* _Work to be completed_
From the material below, copy each line that holds the word "order".

* _Available records_
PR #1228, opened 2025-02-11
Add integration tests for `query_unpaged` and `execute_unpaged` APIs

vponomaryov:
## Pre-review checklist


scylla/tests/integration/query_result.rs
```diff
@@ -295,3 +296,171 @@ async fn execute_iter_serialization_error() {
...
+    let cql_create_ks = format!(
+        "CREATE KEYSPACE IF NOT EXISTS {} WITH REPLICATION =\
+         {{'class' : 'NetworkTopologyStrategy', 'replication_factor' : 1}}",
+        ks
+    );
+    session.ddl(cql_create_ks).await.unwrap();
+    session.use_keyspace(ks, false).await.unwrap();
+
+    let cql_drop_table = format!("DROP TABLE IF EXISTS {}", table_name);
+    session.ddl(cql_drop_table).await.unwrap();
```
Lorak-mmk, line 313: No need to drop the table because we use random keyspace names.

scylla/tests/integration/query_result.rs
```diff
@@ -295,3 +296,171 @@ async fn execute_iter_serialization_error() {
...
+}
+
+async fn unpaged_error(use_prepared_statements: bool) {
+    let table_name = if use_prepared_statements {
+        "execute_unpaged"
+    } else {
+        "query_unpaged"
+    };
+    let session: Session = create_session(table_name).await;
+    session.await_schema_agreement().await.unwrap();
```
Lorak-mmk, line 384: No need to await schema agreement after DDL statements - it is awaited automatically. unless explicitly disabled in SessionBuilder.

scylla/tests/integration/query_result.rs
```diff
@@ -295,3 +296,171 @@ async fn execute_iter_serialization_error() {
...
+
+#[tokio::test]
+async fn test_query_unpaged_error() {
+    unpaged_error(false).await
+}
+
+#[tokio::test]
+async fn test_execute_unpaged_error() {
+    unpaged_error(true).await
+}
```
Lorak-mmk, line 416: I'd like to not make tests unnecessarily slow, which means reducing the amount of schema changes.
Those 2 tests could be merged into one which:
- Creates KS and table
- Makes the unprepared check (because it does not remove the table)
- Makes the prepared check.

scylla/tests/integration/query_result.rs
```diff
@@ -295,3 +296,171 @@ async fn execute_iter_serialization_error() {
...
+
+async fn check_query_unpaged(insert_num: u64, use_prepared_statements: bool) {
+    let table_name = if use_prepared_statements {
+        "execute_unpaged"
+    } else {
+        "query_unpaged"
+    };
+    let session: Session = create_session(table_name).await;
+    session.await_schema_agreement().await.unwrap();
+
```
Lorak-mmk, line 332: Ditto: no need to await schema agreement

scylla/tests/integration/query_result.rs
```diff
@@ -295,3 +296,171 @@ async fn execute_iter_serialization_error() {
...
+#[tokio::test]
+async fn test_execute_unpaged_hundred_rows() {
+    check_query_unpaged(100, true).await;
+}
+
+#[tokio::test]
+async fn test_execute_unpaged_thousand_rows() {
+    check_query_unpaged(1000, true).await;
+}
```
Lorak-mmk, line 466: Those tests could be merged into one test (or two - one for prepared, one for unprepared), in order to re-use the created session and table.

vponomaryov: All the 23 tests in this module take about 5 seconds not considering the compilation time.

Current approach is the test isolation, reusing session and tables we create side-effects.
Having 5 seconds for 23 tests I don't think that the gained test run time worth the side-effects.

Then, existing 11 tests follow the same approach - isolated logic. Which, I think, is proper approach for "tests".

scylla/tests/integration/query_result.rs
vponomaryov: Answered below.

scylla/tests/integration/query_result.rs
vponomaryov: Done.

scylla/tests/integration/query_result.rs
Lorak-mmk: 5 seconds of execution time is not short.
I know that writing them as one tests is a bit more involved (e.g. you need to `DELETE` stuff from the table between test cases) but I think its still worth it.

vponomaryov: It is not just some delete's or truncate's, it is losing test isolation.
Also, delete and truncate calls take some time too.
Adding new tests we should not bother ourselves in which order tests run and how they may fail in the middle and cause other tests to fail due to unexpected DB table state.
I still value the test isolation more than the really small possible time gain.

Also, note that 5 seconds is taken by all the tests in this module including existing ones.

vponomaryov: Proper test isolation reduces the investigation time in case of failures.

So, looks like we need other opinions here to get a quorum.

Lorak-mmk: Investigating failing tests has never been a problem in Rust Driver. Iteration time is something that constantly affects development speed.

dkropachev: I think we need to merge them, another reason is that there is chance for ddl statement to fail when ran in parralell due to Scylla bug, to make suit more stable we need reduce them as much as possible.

* _Solution for this task_
Lorak-mmk, line 466: Those tests could be merged into one test (or two - one for prepared, one for unprepared), in order to re-use the created session and table.
Adding new tests we should not bother ourselves in which order tests run and how they may fail in the middle and cause other tests to fail due to unexpected DB table state.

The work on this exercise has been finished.